PR #222, opened 2018-03-20
Set "Key mismatch Message" on Login

### LINKED ISSUE #169: Need to display a message when there is a key mismatch between client and server

fernandoabolafio:
I took over the PR #184 which fixes #169. 
Since I can't commit to the already opened PR itself I've incorporated the changes
here and added a few more things.


tiagoalvesdulce:
LGTM. @sndurkin can you review it as well?

PR #278, opened 2018-04-19
Check vote by block height

### LINKED ISSUE #273: Mark when vote is complete
We need to makr a vote when it has been completed. Easiest is to prob ask dcrdata and compare against the end block of the tally.

vctt94:
fixes #273 

I added a package.json field `network`, which we need to know in order to get the right block height from dcrdata.


src/components/snew/Content.js
```diff
@@ -72,8 +74,22 @@ class Loader extends Component {
...
     }
+    this.props.getLastBlockHeight();
   }
 
+  componentWillReceiveProps(nextProps){
+    if (!nextProps.activeVotes)
+      return;
+    const {activeVotes} = nextProps;
+    const endHeightByToken = {};
+    activeVotes.map((value) => {
```
fernandoabolafio: This section is generating a warning on console
```
 Line 88:  Arrow function expected a return value  array-callback-return
```
You can use `forEach` instead of `map` here.

src/components/snew/ThingLink.js
```diff
@@ -82,15 +84,26 @@ const ThingLinkComp = ({
...
-          Proposal active for voting
-          </span>
+        {
+          vote && activeVotesEndHeight ?
+            activeVotesEndHeight[vote.token] >= lastBlockHeight ?
+              (<span style={{
+                padding: "4px 8px",
+                borderRadius: "8px",
+                fontSize: "12px",
+                color: "green"
```
fernandoabolafio: I think we can use a different color to signalize ended voting proposals. Maybe red?

PR #285, opened 2018-04-25
Fix bug with refreshing the /user/account page

### LINKED ISSUE #281: Refreshing on /user/account doesn't stay on the same page
When on the `/user/account` page, pressing F5 doesn't bring up the same page but goes back to `/login` which redirects to the `/user/proposals` page.

sndurkin:
Fixes #281.


sndurkin:
Travis is currently failing because it's installing the newly released Node 10, which is incompatible with upath (which is a dependency of webpack): https://github.com/anodynos/upath/issues/14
====
TASK REQUIREMENTS: I'd like an exact copy of the lines above, from the very first one through the line that contains "### LINKED ISSUE #273: Mark", with nothing else added.

ANSWER BELOW:
PR #222, opened 2018-03-20
Set "Key mismatch Message" on Login

### LINKED ISSUE #169: Need to display a message when there is a key mismatch between client and server

fernandoabolafio:
I took over the PR #184 which fixes #169. 
Since I can't commit to the already opened PR itself I've incorporated the changes
here and added a few more things.


tiagoalvesdulce:
LGTM. @sndurkin can you review it as well?

PR #278, opened 2018-04-19
Check vote by block height

### LINKED ISSUE #273: Mark when vote is complete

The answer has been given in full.